(Saved entries)
■ ■ ■
PR #831, opened 2023-01-16
fix: apply the rule 6.3.5 on authz endpoint

gpoujol:
We apply the rule 6.3.5 on authz endpoint and add authorization context in a default context. 
If the context provided by the user does not provide correct terms for post queries, these return an exception.


search-service/src/main/kotlin/com/egm/stellio/search/web/EntityAccessControlHandler.kt
```diff
@@ -245,9 +248,15 @@ class EntityAccessControlHandler(
...
 
-            val body = requestBody.awaitFirst()
-            val expandedPayload = expandJsonLdFragment(AUTH_TERM_SAP, body, COMPOUND_AUTHZ_CONTEXT)
+            val body = requestBody.awaitFirst().deserializeAsMap()
+            val contexts = checkAndGetContext(httpHeaders, body).addAuthzContextIfNeeded()
+            val rawPayload = mapOf(AUTH_TERM_SAP to JsonLdUtils.removeContextFromInput(body))
+            val expandedPayload = expandJsonLdFragment(rawPayload, contexts)
             val ngsiLdAttributes = parseToNgsiLdAttributes(expandedPayload)
+            if (ngsiLdAttributes[0].name != AUTH_PROP_SAP)
+                ResourceNotFoundException(
```
gpoujol, line 257: I'm not really sure about `ResourceNotFoundException` A `BadRequestDataException` would be more appropriate ?

gpoujol:
I wonder if there should be something for `removeRightsOnEntity` and `deleteSpecificAccessPolicy` ?

search-service/src/main/kotlin/com/egm/stellio/search/authorization/AuthorizationUtils.kt
```diff
@@ -0,0 +1,15 @@
+package com.egm.stellio.search.authorization
+
+import com.egm.stellio.shared.util.AuthContextModel.COMPOUND_AUTHZ_CONTEXT
+import com.egm.stellio.shared.util.AuthContextModel.NGSILD_AUTHORIZATION_CONTEXT
+import com.egm.stellio.shared.util.JsonLdUtils.NGSILD_CORE_CONTEXT
+
+fun List<String>.addAuthzContextIfNeeded(): List<String> =
```
bobeal, line 7: In authz endpoints, we consider the "default context" to be NGSI-LD Core Context + Authz context. Here, you are replacing the NGSI-LD Core Context by the Authz context.

search-service/src/main/kotlin/com/egm/stellio/search/web/EntityAccessControlHandler.kt
bobeal: indeed

bobeal:
> I wonder if there should be something for removeRightsOnEntity and deleteSpecificAccessPolicy ?

I remember a specific rule for delete operations where the context has no role to play (e.g., when deleting an entity by id), but unable to find it in the spec (maybe just a discussion that never landed into the spec).

But these 2 endpoints are in this category, let's just ignore the context for them.

search-service/src/main/kotlin/com/egm/stellio/search/authorization/AuthorizationUtils.kt
gpoujol: Ok for POST but when we do GET we don't have a list but a single string for context.

bobeal: yes, but you have a compound context for authz

shared/src/main/kotlin/com/egm/stellio/shared/model/NgsiLdEntity.kt
```diff
@@ -358,7 +358,7 @@ fun parseToNgsiLdAttributes(attributes: Map<String, Any>): List<NgsiLdAttribute>
     }
 
 fun String.isNgsiLdSupportedName() =
-    this.all { char -> char.isLetterOrDigit() || listOf(':', '_').contains(char) }
+    this.all { char -> char.isDefined() && !listOf('<', '"', '\'', '=', ';', '(', ')', '>', '?', '*').contains(char) }
```
bobeal, line 361: you need to rebase your branch to remove this hack commit (done temporarily for https://github.com/FIWARE/load-tests/issues/90)

shared/src/main/kotlin/com/egm/stellio/shared/util/AuthUtils.kt
```diff
@@ -21,6 +21,8 @@ val CREATION_ROLES: Set<GlobalRole> = setOf(STELLIO_CREATOR).plus(ADMIN_ROLES)
 
 object AuthContextModel {
     const val NGSILD_AUTHORIZATION_CONTEXT = "$EGM_BASE_CONTEXT_URL/authorization/jsonld-contexts/authorization.jsonld"
+    const val AUTHORIZATION_COMPOUND_CONTEXT =
+        "$EGM_BASE_CONTEXT_URL/authorization/jsonld-contexts/authorization-compound.jsonld"
     val COMPOUND_AUTHZ_CONTEXT = listOf(NGSILD_AUTHORIZATION_CONTEXT, NGSILD_CORE_CONTEXT)
```
bobeal, line 26: for clarity, a renaming would be good, since there are now 2 things called "compound something" and distinguish them is not easy.

shared/src/main/kotlin/com/egm/stellio/shared/model/NgsiLdEntity.kt
gpoujol: I don't know if the result is the same but I did a revert of this commit

search-service/src/main/kotlin/com/egm/stellio/search/authorization/AuthorizationUtils.kt
gpoujol: Maybe I could put these two functions in `AuthUtils` ?

shared/src/main/kotlin/com/egm/stellio/shared/util/AuthUtils.kt
```diff
@@ -21,7 +21,9 @@ val CREATION_ROLES: Set<GlobalRole> = setOf(STELLIO_CREATOR).plus(ADMIN_ROLES)
 
 object AuthContextModel {
     const val NGSILD_AUTHORIZATION_CONTEXT = "$EGM_BASE_CONTEXT_URL/authorization/jsonld-contexts/authorization.jsonld"
-    val COMPOUND_AUTHZ_CONTEXT = listOf(NGSILD_AUTHORIZATION_CONTEXT, NGSILD_CORE_CONTEXT)
+    const val AUTHORIZATION_COMPOUND_CONTEXT =
+        "$EGM_BASE_CONTEXT_URL/authorization/jsonld-contexts/authorization-compound.jsonld"
+    val DEFAULT_AUTHZ_CONTEXT = listOf(NGSILD_AUTHORIZATION_CONTEXT, NGSILD_CORE_CONTEXT)
```
bobeal, line 26: These 3 values are really missing consistency...

I suggest:

```
    const val AUTHORIZATION_CONTEXT = "$EGM_BASE_CONTEXT_URL/authorization/jsonld-contexts/authorization.jsonld"
    const val AUTHORIZATION_COMPOUND_CONTEXT =
        "$EGM_BASE_CONTEXT_URL/authorization/jsonld-contexts/authorization-compound.jsonld"
    val AUTHORIZATION_API_DEFAULT_CONTEXTS = listOf(...)
```

search-service/src/main/kotlin/com/egm/stellio/search/authorization/AuthorizationUtils.kt
bobeal: yes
■ ■ ■
WHAT THIS TASK INVOLVES:
If a line in the entries contains "should", copy it.

TASK RESULT:
I wonder if there should be something for `removeRightsOnEntity` and `deleteSpecificAccessPolicy` ?
> I wonder if there should be something for removeRightsOnEntity and deleteSpecificAccessPolicy ?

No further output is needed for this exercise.